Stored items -
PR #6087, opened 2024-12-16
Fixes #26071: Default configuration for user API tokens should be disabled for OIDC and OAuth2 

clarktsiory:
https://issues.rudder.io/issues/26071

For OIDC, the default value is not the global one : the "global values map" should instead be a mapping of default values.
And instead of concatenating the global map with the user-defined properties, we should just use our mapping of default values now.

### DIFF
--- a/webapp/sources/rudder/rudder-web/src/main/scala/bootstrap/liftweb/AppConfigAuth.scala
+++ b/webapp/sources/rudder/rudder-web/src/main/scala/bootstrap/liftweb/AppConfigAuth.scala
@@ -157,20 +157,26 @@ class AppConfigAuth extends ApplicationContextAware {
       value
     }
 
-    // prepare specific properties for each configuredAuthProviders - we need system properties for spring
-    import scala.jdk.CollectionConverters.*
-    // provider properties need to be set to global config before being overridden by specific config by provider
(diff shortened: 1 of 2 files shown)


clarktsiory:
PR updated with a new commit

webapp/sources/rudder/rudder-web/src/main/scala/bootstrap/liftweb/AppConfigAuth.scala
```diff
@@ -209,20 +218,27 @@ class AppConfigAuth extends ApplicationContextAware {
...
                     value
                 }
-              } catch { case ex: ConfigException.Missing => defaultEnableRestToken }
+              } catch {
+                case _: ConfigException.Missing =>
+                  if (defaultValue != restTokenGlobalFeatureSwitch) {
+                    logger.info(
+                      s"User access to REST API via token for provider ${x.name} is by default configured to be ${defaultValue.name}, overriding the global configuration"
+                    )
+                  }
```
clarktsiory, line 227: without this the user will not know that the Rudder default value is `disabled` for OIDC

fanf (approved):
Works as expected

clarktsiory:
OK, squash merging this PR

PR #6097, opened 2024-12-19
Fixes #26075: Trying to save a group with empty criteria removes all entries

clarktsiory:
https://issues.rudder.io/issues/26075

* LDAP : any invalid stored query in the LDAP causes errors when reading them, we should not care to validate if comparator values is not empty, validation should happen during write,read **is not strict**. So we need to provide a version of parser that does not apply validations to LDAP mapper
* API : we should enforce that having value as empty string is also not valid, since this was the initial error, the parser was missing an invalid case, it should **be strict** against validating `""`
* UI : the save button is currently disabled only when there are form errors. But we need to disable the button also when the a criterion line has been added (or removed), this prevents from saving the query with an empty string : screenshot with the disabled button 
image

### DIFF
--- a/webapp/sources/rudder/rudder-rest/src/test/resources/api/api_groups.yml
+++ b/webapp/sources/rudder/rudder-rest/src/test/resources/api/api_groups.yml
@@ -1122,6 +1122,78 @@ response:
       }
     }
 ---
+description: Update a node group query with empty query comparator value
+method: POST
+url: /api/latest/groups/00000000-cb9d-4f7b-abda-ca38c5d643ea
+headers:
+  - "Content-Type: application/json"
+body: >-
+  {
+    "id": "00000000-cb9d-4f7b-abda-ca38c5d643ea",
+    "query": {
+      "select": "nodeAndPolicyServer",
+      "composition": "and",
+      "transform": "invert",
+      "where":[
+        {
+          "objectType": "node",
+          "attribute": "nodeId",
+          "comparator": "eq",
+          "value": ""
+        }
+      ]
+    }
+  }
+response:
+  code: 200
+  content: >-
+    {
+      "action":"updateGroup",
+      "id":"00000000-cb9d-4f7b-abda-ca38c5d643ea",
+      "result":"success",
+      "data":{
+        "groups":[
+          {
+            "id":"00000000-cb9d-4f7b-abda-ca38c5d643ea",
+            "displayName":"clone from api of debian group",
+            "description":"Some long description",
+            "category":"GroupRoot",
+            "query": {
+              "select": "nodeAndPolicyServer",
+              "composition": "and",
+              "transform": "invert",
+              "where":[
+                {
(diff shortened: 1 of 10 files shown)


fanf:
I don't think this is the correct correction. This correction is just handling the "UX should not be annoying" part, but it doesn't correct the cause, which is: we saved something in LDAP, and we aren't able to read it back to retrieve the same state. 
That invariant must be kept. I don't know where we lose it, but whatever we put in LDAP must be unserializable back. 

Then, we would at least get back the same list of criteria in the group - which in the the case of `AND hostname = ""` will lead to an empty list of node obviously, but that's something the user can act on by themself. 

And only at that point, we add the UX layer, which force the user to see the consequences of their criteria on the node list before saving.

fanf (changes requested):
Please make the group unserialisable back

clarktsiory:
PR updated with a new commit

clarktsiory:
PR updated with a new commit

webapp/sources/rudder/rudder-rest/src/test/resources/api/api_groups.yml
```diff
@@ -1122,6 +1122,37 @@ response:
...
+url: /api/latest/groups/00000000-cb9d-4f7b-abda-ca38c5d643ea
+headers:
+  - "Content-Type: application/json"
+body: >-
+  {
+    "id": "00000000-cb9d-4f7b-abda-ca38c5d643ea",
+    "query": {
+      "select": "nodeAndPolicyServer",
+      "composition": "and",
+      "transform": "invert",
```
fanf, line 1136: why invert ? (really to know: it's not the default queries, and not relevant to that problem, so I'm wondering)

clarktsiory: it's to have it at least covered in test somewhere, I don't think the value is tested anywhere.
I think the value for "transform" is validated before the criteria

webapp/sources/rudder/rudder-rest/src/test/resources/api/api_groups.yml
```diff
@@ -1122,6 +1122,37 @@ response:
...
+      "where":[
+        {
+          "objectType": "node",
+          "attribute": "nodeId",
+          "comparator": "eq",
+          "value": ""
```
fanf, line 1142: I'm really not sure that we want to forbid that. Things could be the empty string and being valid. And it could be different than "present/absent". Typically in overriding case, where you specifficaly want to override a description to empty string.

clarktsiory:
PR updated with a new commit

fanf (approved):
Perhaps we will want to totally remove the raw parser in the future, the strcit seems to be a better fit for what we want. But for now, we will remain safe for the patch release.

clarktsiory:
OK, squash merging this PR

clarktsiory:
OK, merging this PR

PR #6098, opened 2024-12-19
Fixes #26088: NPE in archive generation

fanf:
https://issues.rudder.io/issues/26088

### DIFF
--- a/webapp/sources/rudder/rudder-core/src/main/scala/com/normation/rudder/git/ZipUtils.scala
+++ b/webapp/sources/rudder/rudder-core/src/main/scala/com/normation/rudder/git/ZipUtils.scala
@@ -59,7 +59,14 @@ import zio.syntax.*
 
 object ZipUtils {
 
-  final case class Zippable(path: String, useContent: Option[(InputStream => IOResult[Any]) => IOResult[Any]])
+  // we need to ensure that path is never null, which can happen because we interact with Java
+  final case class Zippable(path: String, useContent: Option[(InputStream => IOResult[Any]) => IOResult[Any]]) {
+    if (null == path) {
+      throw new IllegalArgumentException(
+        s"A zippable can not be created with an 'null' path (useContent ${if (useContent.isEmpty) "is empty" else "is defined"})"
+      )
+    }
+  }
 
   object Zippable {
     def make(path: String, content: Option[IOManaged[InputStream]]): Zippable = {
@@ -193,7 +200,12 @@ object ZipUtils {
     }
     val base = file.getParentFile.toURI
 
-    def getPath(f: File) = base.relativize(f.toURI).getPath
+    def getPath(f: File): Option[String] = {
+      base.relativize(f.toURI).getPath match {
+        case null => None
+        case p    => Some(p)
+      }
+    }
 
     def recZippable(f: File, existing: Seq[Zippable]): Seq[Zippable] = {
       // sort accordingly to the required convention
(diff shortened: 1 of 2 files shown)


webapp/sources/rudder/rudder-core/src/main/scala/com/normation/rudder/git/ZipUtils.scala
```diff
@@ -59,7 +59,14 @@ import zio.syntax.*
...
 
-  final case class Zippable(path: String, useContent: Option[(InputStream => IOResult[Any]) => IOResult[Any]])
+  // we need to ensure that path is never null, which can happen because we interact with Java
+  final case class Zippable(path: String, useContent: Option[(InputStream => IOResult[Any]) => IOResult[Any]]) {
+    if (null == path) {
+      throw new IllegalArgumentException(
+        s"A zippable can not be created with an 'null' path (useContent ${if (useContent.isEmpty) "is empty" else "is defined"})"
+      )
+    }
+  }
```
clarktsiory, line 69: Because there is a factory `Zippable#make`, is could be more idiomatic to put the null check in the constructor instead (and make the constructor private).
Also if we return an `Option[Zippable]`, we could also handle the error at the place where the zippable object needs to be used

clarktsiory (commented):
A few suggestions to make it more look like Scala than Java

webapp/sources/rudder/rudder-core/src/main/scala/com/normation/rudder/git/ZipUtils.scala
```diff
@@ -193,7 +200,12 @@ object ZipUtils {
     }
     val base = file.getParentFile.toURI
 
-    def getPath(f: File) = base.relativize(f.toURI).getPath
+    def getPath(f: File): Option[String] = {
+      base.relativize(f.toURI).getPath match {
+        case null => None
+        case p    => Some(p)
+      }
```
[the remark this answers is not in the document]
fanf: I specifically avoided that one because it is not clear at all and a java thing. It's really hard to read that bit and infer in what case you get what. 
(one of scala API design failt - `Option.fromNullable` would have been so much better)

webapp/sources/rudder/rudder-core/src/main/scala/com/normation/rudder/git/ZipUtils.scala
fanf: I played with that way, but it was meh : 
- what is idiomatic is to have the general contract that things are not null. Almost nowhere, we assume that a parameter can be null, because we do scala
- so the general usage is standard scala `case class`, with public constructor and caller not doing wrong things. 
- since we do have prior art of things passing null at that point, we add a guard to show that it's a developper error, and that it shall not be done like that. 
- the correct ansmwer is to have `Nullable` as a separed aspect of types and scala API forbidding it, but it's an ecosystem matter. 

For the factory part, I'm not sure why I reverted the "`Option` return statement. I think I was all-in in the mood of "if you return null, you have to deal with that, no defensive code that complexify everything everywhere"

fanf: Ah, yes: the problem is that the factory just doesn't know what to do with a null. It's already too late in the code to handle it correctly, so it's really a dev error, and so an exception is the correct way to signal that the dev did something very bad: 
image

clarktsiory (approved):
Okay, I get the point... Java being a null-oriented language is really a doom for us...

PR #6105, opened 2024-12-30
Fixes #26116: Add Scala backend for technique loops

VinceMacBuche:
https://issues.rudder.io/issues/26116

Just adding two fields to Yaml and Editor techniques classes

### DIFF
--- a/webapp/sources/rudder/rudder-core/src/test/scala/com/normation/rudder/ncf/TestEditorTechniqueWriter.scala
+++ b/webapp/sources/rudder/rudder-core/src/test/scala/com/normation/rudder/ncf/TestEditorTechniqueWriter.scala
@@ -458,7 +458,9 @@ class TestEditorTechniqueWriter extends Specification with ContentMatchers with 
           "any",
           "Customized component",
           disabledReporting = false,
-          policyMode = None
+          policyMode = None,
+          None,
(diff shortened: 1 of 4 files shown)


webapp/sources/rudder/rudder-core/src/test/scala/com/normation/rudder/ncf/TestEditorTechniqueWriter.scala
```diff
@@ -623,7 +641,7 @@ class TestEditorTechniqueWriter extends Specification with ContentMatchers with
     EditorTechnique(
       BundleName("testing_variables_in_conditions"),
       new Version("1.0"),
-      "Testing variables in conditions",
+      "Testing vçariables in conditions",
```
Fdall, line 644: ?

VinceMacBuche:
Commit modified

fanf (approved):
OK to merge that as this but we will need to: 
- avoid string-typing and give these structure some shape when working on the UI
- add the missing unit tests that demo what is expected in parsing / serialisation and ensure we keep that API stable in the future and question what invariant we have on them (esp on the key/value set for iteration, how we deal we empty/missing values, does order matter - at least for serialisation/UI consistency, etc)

...

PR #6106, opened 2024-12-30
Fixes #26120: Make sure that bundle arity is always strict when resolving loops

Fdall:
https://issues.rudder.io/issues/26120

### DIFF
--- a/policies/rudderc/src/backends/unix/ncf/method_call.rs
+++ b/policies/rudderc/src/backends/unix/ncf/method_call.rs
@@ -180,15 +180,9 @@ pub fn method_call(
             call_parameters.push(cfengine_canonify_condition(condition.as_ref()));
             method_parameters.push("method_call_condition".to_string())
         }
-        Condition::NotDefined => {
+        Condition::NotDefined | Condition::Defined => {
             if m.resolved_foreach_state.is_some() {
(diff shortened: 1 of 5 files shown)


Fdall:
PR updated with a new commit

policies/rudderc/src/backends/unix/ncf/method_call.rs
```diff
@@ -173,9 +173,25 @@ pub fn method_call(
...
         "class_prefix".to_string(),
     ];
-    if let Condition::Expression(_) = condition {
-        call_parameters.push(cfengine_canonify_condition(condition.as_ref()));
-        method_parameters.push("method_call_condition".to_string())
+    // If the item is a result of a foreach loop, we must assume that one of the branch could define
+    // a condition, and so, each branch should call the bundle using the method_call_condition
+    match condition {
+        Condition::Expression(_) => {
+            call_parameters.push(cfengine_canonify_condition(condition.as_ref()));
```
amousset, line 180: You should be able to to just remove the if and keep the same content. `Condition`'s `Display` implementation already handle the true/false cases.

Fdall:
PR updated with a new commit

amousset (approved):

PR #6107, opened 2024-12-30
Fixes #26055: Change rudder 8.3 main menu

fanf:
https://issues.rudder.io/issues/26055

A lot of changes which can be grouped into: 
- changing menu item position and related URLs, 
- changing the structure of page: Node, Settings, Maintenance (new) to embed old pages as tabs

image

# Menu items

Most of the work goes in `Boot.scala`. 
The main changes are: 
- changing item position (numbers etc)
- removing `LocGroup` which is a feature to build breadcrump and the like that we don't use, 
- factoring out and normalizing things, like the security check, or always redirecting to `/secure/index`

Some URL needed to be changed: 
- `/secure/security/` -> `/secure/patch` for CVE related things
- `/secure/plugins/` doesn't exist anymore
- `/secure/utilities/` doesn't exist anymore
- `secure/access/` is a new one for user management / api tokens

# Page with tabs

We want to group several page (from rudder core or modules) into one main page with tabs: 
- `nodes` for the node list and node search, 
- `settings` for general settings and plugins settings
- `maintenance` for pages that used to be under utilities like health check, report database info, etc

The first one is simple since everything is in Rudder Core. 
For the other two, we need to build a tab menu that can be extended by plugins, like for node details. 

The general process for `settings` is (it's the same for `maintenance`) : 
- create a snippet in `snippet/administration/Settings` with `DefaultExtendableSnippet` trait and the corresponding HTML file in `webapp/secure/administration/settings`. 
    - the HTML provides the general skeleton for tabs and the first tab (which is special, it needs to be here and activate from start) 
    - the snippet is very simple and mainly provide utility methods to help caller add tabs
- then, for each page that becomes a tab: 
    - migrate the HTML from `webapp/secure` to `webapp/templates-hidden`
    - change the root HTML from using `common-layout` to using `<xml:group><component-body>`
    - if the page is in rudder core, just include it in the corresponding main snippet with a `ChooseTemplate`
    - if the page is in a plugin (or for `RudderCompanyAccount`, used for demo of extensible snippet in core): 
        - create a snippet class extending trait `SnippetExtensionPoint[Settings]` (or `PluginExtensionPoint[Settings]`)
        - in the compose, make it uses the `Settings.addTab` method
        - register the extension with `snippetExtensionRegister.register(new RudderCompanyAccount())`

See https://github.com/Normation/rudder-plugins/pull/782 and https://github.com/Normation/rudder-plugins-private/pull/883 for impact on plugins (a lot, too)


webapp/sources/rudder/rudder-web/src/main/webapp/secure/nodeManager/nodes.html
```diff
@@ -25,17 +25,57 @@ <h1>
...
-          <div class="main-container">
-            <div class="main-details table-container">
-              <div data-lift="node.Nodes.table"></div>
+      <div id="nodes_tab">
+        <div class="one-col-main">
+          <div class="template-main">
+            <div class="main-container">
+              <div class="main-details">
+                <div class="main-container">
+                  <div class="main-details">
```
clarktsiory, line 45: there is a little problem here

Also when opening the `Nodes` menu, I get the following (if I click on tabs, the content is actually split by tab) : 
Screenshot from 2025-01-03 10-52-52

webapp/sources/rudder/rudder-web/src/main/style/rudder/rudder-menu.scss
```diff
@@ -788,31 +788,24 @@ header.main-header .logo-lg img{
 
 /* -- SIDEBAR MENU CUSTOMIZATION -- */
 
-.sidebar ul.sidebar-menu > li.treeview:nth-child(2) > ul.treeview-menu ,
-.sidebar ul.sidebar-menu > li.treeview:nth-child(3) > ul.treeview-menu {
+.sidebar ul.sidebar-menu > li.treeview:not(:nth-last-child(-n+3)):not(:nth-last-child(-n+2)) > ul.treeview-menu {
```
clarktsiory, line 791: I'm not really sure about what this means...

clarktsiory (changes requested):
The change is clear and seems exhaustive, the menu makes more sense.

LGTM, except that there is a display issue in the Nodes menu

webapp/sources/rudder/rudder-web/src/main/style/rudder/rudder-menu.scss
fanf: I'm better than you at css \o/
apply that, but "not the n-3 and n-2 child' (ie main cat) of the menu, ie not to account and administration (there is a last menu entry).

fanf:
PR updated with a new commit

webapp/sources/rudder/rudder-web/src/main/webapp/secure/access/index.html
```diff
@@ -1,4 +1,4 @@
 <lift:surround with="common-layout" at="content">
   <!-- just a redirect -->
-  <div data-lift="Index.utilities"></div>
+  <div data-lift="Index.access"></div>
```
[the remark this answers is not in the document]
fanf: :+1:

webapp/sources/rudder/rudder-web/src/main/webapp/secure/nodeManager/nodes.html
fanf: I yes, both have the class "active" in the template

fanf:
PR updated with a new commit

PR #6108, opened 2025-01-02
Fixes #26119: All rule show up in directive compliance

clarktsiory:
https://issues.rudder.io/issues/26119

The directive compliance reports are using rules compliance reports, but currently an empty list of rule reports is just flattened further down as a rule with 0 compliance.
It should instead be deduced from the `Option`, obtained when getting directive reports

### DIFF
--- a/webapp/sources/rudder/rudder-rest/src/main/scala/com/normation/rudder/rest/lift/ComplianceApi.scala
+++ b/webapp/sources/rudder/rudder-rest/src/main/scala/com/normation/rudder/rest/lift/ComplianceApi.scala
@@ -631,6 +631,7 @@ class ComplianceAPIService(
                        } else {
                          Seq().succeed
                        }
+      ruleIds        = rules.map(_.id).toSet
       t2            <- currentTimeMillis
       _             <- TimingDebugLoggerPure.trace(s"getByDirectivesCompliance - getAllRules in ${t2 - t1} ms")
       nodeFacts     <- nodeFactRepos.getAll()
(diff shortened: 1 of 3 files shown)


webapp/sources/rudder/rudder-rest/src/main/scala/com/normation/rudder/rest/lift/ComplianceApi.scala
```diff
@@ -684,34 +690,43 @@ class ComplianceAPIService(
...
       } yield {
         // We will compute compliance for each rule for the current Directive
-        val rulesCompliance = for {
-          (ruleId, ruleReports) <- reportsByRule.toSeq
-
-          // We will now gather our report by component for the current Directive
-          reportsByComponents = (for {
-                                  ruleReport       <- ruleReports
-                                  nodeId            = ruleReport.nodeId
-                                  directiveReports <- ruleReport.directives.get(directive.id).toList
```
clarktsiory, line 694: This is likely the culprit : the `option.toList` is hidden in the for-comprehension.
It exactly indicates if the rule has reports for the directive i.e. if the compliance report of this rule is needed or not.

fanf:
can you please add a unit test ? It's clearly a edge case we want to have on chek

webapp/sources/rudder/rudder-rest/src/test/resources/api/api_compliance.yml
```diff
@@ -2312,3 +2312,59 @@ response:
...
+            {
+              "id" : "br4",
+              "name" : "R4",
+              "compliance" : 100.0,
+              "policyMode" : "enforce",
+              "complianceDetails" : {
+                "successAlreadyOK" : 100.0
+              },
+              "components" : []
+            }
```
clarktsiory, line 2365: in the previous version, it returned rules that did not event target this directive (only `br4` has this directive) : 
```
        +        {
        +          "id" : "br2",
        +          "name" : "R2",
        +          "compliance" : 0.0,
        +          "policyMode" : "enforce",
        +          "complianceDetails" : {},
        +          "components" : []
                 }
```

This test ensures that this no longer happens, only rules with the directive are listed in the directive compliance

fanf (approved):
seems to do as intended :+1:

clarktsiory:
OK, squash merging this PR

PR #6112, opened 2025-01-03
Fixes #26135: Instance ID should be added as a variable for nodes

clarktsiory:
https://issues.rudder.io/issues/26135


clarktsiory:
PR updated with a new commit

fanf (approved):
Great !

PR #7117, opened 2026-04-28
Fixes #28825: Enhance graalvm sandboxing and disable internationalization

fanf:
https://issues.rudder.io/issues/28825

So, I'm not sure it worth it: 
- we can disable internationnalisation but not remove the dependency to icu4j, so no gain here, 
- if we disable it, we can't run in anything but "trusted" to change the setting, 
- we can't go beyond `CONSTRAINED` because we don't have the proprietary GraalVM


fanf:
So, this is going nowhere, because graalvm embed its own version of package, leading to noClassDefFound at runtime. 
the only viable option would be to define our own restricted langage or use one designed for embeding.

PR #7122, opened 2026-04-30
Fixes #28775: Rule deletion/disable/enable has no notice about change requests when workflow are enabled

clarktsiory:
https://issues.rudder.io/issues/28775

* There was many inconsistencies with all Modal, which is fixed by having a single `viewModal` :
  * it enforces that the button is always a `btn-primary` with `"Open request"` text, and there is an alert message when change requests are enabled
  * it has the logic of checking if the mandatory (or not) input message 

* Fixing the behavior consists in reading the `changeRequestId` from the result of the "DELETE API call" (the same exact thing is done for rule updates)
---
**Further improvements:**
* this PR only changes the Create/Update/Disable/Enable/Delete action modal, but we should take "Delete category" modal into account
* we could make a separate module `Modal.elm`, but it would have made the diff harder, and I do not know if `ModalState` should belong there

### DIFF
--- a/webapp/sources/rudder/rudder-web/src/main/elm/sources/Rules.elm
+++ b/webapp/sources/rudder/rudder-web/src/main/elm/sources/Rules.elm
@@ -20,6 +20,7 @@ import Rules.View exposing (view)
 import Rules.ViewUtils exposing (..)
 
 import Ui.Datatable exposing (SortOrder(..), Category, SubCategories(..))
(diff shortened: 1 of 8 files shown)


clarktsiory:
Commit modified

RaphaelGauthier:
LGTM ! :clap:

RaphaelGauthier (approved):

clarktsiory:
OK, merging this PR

TASK ITEM - Search the entries for "Fixes" and show every line that has it.

YOUR SOLUTION -
Fixes #26071: Default configuration for user API tokens should be disabled for OIDC and OAuth2 
Fixes #26075: Trying to save a group with empty criteria removes all entries
Fixes #26088: NPE in archive generation
Fixes #26116: Add Scala backend for technique loops
Fixes #26120: Make sure that bundle arity is always strict when resolving loops
Fixes #26055: Change rudder 8.3 main menu
Fixes #26119: All rule show up in directive compliance
Fixes #26135: Instance ID should be added as a variable for nodes
Fixes #28825: Enhance graalvm sandboxing and disable internationalization
Fixes #28775: Rule deletion/disable/enable has no notice about change requests when workflow are enabled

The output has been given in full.